• Task brief
Each line below should be quoted exactly, please.

* * *

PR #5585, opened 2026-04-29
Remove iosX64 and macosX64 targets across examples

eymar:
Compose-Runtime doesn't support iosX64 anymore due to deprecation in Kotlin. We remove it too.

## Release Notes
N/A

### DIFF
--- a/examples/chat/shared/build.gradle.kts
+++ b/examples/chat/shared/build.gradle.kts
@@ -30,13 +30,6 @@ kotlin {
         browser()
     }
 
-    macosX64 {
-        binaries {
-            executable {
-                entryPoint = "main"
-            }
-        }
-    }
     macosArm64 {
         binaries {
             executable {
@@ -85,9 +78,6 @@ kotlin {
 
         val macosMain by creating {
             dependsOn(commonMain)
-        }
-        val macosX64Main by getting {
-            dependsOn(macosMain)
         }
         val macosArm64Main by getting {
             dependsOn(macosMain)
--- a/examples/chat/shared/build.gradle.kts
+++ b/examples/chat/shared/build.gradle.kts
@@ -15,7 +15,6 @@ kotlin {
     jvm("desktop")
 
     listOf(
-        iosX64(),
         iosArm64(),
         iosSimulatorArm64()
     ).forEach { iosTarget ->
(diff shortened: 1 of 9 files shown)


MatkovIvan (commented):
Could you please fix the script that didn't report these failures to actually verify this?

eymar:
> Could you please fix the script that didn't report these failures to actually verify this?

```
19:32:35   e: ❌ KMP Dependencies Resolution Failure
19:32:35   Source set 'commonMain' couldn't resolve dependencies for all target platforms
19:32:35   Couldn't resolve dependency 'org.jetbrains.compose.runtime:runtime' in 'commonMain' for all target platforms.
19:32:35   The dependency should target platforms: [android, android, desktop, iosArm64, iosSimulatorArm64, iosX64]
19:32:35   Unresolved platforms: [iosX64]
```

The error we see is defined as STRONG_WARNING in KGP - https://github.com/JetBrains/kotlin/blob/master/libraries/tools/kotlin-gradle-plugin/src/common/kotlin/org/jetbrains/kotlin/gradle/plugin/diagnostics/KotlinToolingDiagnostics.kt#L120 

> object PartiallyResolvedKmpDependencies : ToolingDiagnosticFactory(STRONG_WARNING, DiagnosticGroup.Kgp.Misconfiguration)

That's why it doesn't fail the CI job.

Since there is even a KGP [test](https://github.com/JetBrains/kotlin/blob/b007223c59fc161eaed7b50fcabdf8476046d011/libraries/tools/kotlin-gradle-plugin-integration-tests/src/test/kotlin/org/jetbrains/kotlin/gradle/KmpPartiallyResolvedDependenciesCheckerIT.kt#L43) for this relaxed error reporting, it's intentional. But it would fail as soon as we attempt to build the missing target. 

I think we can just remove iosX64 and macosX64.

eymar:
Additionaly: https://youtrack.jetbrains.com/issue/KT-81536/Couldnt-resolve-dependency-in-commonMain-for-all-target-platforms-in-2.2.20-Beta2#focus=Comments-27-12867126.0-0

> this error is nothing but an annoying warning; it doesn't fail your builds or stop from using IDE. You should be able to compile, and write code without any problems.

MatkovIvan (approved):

* * *

• Answer to the problem
PR #5585, opened 2026-04-29
Remove iosX64 and macosX64 targets across examples

eymar:
Compose-Runtime doesn't support iosX64 anymore due to deprecation in Kotlin. We remove it too.

## Release Notes
N/A

### DIFF
--- a/examples/chat/shared/build.gradle.kts
+++ b/examples/chat/shared/build.gradle.kts
@@ -30,13 +30,6 @@ kotlin {
         browser()
     }
 
-    macosX64 {
-        binaries {
-            executable {
-                entryPoint = "main"
-            }
-        }
-    }
     macosArm64 {
         binaries {
             executable {
@@ -85,9 +78,6 @@ kotlin {
 
         val macosMain by creating {
             dependsOn(commonMain)
-        }
-        val macosX64Main by getting {
-            dependsOn(macosMain)
         }
         val macosArm64Main by getting {
             dependsOn(macosMain)
--- a/examples/chat/shared/build.gradle.kts
+++ b/examples/chat/shared/build.gradle.kts
@@ -15,7 +15,6 @@ kotlin {
     jvm("desktop")
 
     listOf(
-        iosX64(),
         iosArm64(),
         iosSimulatorArm64()
     ).forEach { iosTarget ->
(diff shortened: 1 of 9 files shown)


MatkovIvan (commented):
Could you please fix the script that didn't report these failures to actually verify this?

eymar:
> Could you please fix the script that didn't report these failures to actually verify this?

```
19:32:35   e: ❌ KMP Dependencies Resolution Failure
19:32:35   Source set 'commonMain' couldn't resolve dependencies for all target platforms
19:32:35   Couldn't resolve dependency 'org.jetbrains.compose.runtime:runtime' in 'commonMain' for all target platforms.
19:32:35   The dependency should target platforms: [android, android, desktop, iosArm64, iosSimulatorArm64, iosX64]
19:32:35   Unresolved platforms: [iosX64]
```

The error we see is defined as STRONG_WARNING in KGP - https://github.com/JetBrains/kotlin/blob/master/libraries/tools/kotlin-gradle-plugin/src/common/kotlin/org/jetbrains/kotlin/gradle/plugin/diagnostics/KotlinToolingDiagnostics.kt#L120 

> object PartiallyResolvedKmpDependencies : ToolingDiagnosticFactory(STRONG_WARNING, DiagnosticGroup.Kgp.Misconfiguration)

That's why it doesn't fail the CI job.

Since there is even a KGP [test](https://github.com/JetBrains/kotlin/blob/b007223c59fc161eaed7b50fcabdf8476046d011/libraries/tools/kotlin-gradle-plugin-integration-tests/src/test/kotlin/org/jetbrains/kotlin/gradle/KmpPartiallyResolvedDependenciesCheckerIT.kt#L43) for this relaxed error reporting, it's intentional. But it would fail as soon as we attempt to build the missing target. 

I think we can just remove iosX64 and macosX64.

eymar:
Additionaly: https://youtrack.jetbrains.com/issue/KT-81536/Couldnt-resolve-dependency-in-commonMain-for-all-target-platforms-in-2.2.20-Beta2#focus=Comments-27-12867126.0-0

> this error is nothing but an annoying warning; it doesn't fail your builds or stop from using IDE. You should be able to compile, and write code without any problems.

MatkovIvan (approved):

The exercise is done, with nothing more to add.